The SA Daily
26 May 2020
World trade weakened
- The Central Planning Bureau of the Netherlands forecasts a sharp decline in trade and production in April and May amid the stringent anti-viral measures the world over. The World Trade Organisation (WTO) too expects world merchandise trade to plummet by 13% – 32% in 2020 due to the COVID-19 pandemic. Already, world trade volumes contracted 4.3% y/y (1.4% m/m) in March, after contracting 2.1% y/y (0.7% m/m) in February; and, world industrial production contracted 4.7% y/y (0.2% m/m), after contracting 3.9% y/y, from growth of 0.1% m/m in February.

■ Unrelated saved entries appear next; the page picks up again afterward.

PR #1157, opened 2015-02-03
ProjectResolver to look only for global.json

Praburaj:
Currently it looks for both a global.json and .sln file. With this change any projects without
a global.json file but only a .sln file will break.

@davidfowl

### DIFF
--- a/src/Microsoft.Framework.Runtime/ProjectResolver.cs
+++ b/src/Microsoft.Framework.Runtime/ProjectResolver.cs
@@ -42,7 +42,7 @@ namespace Microsoft.Framework.Runtime
 
             return false;
         }
-        
+
         private IEnumerable<string> ResolveSearchPaths(string projectPath, string rootPath)
         {
             var paths = new List<string>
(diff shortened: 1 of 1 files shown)


src/Microsoft.Framework.Runtime/ProjectResolver.cs
```diff
@@ -69,8 +69,7 @@ public static string ResolveRootDirectory(string projectPath)
 
             while (di.Parent != null)
             {
-                if (di.EnumerateFiles(GlobalSettings.GlobalFileName).Any() ||
-                    di.EnumerateFiles("*.sln").Any())
+                if (di.EnumerateFiles(GlobalSettings.GlobalFileName).Any())
```
davidfowl: Do this in a more optimized way:

```C#
var candidate = Path.Combine(di.FullName, GlobalSettings.GlobalFileName);
if (File.Exists(candidate))
{
  return di.FullName;
}
```

Praburaj: Good point. I'll fix it.

Praburaj:
Sending a different PR.

PR #1163, opened 2015-02-04
Fix loaded module name in trace info

ChengTian:
parent #1164 
After upgrade of C++ compiler, the name of loaded module in KRE_TRACE info becomes incomplete. Seems the new C++ compiler is using a different spec for wide-char string formatted output.


muratg:
Do you need to update kre.coreclr.cpp as well?

ChengTian:
Thanks for the reminder. Fixed kre.coreclr.cpp and filed an issue.

ChengTian:
Closing this because we will have this in next milestone. New PR targeting `dev` branch is at: https://github.com/aspnet/XRE/pull/1165

Issue #1164, opened 2015-02-04
Loaded module name is incomplete in KRE_TRACE info


ChengTian:
If you turn on KRE_TRACE and then run `klr.exe`, you will see:
![capture1](https://cloud.githubusercontent.com/assets/1383883/6045275/c57b7e24-ac4d-11e4-9584-309e71028c5c.PNG)

Note that “Loaded Module” name is incomplete. It should be
![capture2](https://cloud.githubusercontent.com/assets/1383883/6045285/d02c45a6-ac4d-11e4-8945-8dc4d2dab39e.PNG)
or
![capture3](https://cloud.githubusercontent.com/assets/1383883/6045288/d4e78bc8-ac4d-11e4-8724-f87f75fdd1de.PNG)
based on the flavor of runtime in use.

PR #1165, opened 2015-02-04
Fix formatted output with wide-char strings in native bootstrappers

ChengTian:
parent #1164 

@muratg , this is the new PR targeting `dev` branch.


muratg:
:shipit:

PR #1166, opened 2015-02-04
ProjectResolver to look only for global.json

Praburaj:
Fixes : https://github.com/aspnet/XRE/issues/1153

Currently it looks for both a global.json and .sln file. With this change any projects without
a global.json file but only a .sln file will break.

@davidfowl


Praburaj:
@davidfowl - good to go in this PR?

davidfowl:
:shipit:

Praburaj:
Merged : https://github.com/aspnet/XRE/commit/b4a87b7669baacfe840e22e7040180bd78d14cdc

PR #1168, opened 2015-02-04
Use kpm list in makefile

troydai:


troydai:
@davidfowl

makefile.shade
```diff
@@ -628,85 +541,97 @@ var RC_FILES = '${FindAllFiles("Resource.rc", BOOTSTRAPPER_EXE_NAME, BOOTSTRAPPE
...
+                        if (runtimeAssemblies.Add(file))
+                        {
+                            var targetFilePath = Path.Combine(target.TargetFolder, Path.GetFileName(file));
+                            Log.Info("Copying " + file + " to " + targetFilePath);
+                            File.Copy(file, targetFilePath, true);
+                        }
                     }
                 }
-                else
+                catch (Exception ex)
```
davidfowl: When would this throw?

makefile.shade
```diff
@@ -751,6 +698,62 @@ functions @{
...
+        }
+
+        int result;
+        if (!IsMono)
+        {
+            result = ExecuteAndRedirectOutput("cmd", string.Format("/C kpm {0}", argument), tmpFile);
+        }
+        else 
+        {
+            result = ExecuteAndRedirectOutput("kpm", argument, tmpFile);
```
davidfowl: Call it ``ExecuteAndCaptureOutput `. What about exit codes? Should it return a tuple?

makefile.shade
```diff
@@ -628,85 +541,97 @@ var RC_FILES = '${FindAllFiles("Resource.rc", BOOTSTRAPPER_EXE_NAME, BOOTSTRAPPE
...
-            
-            var runtimeDeps = deps["Runtime"];
-            
-            foreach(var targetClr in RUNTIME_CORECLR_TARGETS)
+
+            // copy required CoreCLR assemblies
+            if (target.Framework == "aspnetcore50")
             {
-                foreach(var file in Directory.EnumerateFiles(targetClr, "System.*.dll"))
+                foreach (var file in Directory.GetFiles(coreclrFolder).Where(f => !Path.GetFileName(f).StartsWith("System")))
```
davidfowl: Why this change?

davidfowl:
:shipit:

makefile.shade
troydai: File copy failure.

makefile.shade
troydai: These are different. Originally it copies all files and then go delete `System.*.dll` if it doesn't exist in dependency list. Now it copy all files except `System.*.dll` which are copied in previous logic.

troydai:
rebase and verified. will merge in seconds

PR #1178, opened 2015-02-06
Convert functional tests in makefile to xUnit test cases

ChengTian:
parent #884 

Added tests for simplified `klr.exe` usage as well.


davidfowl:
:shipit: !

PR #1203, opened 2015-02-12
Remove ANIs and start splitting runtime

anurse:
* ANIs removed and converted to standard interfaces (this will break the world, @pranavkm and I will go around a fix it :))
* Split runtime at AppHost to prepare for some major refactoring - Right now the "new" runtime doesn't really exist :)

[There's a minor change coming to add something to add M.F.R.Interfaces to the dependencies copied in to the kre folder, stand by for that]


src/kre.clr.managed/kre.clr.managed.kproj
```diff
@@ -13,6 +13,9 @@
   <PropertyGroup>
     <SchemaVersion>2.0</SchemaVersion>
   </PropertyGroup>
+  <PropertyGroup Condition="'$(Configuration)|$(Platform)'=='Debug|AnyCPU'">
```
pranavkm: Intentional?

pranavkm:
:shipit:

src/kre.clr.managed/kre.clr.managed.kproj
anurse: No... VS did it :(. I'll remove.

davidfowl:
:shipit:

- In advanced economies, disaggregate data for March shows an even more pronounced 7.7% m/m contraction in euro zone export volumes; a 4.9% m/m contraction in US export volumes; and a 3.4% m/m contraction in Japan’s export volumes. In emerging economies, though, trade has now somewhat recovered in China as export volumes grew 12.4% m/m in March, after contracting 11.6% m/m and 2.2% m/m in January and February respectively. Latin America export volumes grew 2.3% m/m in March, and export volumes in Africa and the Middle East grew 1.3% m/m— but export volumes in Eastern Europe contracted 1.8% m/m.
- Total export and import volumes for SA are set to contract sharply this year, leading to a deep compression of the current account deficit to 0.5% of GDP (from 3.0% in 2019). Further, US-China trade relations being in permanent flux bodes ill for emerging markets and trade, which will exacerbate the already debilitating impact of the pandemic.